• Source records:
-------------------------

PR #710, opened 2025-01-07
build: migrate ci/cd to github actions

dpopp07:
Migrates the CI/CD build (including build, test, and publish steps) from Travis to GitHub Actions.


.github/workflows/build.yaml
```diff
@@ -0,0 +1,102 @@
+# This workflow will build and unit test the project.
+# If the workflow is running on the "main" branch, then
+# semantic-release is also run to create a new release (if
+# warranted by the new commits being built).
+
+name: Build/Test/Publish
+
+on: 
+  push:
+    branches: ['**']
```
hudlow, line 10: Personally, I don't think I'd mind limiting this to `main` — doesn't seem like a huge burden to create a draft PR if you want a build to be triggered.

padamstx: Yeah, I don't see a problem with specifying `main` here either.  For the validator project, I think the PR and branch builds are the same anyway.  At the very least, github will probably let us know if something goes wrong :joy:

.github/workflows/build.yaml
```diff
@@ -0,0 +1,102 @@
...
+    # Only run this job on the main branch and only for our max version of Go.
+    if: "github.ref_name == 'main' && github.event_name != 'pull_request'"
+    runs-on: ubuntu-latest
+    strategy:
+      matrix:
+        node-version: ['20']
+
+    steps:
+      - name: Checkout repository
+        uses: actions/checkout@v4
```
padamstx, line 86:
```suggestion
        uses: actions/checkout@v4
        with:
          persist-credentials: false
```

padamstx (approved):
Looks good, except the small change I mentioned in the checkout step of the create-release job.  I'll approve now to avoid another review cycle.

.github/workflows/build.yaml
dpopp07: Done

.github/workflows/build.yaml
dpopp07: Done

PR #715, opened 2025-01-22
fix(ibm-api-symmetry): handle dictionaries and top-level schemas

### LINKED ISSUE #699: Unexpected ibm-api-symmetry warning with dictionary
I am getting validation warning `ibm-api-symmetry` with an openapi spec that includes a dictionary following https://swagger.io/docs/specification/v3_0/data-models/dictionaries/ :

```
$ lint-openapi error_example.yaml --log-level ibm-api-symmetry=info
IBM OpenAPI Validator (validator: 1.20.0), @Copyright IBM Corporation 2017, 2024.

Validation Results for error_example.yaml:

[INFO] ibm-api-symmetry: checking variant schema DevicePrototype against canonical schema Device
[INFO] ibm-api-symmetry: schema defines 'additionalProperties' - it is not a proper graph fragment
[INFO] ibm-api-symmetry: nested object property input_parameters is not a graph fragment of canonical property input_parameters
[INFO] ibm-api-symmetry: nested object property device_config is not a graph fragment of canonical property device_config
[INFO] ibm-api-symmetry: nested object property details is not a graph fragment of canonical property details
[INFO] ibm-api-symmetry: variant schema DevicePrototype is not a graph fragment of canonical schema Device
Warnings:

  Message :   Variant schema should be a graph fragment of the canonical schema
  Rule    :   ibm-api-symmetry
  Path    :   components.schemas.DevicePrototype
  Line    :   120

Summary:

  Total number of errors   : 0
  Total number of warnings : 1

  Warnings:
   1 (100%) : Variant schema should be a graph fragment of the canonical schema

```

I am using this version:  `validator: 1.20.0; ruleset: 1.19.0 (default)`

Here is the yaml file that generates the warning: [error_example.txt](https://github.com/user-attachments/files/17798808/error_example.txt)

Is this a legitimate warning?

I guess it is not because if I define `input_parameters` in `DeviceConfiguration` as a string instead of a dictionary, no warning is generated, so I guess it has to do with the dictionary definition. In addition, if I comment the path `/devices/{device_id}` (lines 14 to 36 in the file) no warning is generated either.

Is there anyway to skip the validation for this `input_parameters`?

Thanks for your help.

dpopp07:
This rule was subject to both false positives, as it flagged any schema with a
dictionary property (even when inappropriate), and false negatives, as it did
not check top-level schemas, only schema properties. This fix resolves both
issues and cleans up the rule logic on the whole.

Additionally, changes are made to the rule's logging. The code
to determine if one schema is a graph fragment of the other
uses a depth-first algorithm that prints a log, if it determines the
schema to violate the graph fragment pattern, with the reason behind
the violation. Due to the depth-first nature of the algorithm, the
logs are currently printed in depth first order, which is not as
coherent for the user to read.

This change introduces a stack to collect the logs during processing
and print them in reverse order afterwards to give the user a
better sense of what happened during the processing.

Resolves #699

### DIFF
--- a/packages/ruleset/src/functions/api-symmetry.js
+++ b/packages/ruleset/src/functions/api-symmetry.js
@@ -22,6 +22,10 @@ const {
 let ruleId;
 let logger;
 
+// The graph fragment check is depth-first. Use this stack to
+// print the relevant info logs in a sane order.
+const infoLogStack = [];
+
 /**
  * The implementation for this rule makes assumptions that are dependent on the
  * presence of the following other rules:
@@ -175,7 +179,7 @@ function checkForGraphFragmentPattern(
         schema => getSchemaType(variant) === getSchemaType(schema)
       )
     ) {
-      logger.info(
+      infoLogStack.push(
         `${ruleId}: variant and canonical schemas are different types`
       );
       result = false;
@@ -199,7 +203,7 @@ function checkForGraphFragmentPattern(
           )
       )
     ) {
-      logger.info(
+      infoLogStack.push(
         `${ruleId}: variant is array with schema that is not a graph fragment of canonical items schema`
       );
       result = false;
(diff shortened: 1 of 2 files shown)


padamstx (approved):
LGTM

-------------------------

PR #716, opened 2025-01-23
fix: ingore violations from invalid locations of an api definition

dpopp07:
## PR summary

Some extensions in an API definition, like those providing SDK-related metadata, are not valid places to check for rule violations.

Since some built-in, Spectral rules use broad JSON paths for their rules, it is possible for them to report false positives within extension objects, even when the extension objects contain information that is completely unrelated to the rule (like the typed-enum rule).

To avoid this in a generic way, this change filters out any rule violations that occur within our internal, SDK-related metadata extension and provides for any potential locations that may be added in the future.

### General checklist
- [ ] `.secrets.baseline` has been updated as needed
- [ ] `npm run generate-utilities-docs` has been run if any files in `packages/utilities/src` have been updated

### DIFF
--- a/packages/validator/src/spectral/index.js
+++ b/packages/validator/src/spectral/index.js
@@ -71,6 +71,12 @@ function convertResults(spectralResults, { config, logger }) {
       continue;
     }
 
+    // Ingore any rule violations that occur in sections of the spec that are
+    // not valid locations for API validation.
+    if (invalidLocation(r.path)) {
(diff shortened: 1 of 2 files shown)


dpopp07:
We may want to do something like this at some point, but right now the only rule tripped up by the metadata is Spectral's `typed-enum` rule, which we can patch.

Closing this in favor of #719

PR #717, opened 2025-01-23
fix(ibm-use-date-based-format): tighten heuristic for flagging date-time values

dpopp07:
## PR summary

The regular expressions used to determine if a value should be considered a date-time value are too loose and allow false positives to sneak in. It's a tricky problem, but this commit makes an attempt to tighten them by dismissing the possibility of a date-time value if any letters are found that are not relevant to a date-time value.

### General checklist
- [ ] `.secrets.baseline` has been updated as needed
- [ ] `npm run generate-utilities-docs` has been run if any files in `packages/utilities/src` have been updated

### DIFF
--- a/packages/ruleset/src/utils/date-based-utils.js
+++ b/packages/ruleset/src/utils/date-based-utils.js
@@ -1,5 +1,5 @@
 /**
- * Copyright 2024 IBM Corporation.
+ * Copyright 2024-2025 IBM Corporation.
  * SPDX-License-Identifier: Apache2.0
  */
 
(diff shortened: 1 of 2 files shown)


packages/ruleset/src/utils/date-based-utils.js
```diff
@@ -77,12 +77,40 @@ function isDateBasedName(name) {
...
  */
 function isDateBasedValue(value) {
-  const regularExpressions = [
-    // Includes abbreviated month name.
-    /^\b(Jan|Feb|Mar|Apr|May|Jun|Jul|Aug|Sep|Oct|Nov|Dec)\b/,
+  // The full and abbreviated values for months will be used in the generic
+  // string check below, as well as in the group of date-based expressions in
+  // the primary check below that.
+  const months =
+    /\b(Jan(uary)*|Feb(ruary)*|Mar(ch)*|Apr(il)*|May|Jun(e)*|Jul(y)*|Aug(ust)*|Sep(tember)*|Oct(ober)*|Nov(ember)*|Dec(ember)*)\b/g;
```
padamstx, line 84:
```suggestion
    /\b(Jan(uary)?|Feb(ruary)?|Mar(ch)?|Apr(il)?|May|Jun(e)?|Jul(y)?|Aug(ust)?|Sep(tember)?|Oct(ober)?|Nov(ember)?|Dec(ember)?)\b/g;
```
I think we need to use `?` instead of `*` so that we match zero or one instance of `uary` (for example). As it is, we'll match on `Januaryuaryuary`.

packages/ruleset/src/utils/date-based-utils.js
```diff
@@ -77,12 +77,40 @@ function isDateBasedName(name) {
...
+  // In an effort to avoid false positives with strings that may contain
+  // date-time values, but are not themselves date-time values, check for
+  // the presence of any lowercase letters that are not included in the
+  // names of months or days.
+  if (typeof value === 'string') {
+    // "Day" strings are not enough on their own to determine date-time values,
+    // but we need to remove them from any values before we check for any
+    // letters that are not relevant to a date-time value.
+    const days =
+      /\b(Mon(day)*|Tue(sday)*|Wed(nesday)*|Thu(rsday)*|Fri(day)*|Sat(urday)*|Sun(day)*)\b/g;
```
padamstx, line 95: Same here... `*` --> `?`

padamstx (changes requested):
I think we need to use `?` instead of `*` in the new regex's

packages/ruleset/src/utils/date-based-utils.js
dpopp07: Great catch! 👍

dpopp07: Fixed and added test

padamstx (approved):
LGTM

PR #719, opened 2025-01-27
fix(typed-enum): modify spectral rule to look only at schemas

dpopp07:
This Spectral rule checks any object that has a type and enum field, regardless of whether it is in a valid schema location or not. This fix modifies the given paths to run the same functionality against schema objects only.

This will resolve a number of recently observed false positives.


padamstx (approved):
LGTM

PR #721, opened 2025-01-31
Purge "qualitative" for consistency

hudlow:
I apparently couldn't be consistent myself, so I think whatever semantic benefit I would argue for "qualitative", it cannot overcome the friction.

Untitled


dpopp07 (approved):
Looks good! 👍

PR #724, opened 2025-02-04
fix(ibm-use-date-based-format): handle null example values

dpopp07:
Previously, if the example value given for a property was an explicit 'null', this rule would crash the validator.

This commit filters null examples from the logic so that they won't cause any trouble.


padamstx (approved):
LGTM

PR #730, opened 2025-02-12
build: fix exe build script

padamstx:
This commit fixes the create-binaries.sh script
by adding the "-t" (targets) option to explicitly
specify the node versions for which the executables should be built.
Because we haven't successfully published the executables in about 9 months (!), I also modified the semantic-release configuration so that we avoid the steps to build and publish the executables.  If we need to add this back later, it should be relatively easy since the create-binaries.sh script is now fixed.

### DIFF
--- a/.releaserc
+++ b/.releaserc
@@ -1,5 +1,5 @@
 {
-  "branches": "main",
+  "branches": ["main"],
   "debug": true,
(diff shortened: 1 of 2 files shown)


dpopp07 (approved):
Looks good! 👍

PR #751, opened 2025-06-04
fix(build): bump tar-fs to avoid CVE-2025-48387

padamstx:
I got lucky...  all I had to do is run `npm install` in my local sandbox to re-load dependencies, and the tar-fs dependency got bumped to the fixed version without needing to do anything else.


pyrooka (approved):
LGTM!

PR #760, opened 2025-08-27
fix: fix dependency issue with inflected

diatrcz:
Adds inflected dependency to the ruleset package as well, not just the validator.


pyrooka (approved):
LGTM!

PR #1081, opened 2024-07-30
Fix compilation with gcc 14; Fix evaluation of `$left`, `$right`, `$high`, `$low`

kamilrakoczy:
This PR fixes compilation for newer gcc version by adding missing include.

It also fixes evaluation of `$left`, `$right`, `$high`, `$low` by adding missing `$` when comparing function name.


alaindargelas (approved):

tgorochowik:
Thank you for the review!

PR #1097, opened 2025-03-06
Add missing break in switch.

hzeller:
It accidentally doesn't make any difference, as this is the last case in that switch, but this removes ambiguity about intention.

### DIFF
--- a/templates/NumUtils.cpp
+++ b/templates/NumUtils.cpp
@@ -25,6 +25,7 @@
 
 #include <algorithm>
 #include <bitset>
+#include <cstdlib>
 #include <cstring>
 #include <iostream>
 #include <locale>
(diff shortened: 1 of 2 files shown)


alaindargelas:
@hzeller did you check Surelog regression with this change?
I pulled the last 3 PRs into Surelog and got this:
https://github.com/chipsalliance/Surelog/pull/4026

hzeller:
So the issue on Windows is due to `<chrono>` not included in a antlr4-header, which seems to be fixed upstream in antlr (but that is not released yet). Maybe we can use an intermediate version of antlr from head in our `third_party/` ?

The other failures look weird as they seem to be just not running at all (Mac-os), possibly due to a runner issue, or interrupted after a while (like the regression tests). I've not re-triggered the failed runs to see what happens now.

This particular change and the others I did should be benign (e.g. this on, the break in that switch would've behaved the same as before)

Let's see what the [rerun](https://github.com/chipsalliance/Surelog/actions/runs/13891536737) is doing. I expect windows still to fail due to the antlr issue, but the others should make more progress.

-------------------------

• Exercise prompt: Reproduce the lines above, beginning at the line with "PR #710, opened 2025-01-07" and stopping after the line with "hudlow, line 10: Personally, I", exactly as they are.

• Response:
PR #710, opened 2025-01-07
build: migrate ci/cd to github actions

dpopp07:
Migrates the CI/CD build (including build, test, and publish steps) from Travis to GitHub Actions.


.github/workflows/build.yaml
```diff
@@ -0,0 +1,102 @@
+# This workflow will build and unit test the project.
+# If the workflow is running on the "main" branch, then
+# semantic-release is also run to create a new release (if
+# warranted by the new commits being built).
+
+name: Build/Test/Publish
+
+on: 
+  push:
+    branches: ['**']
```
hudlow, line 10: Personally, I don't think I'd mind limiting this to `main` — doesn't seem like a huge burden to create a draft PR if you want a build to be triggered.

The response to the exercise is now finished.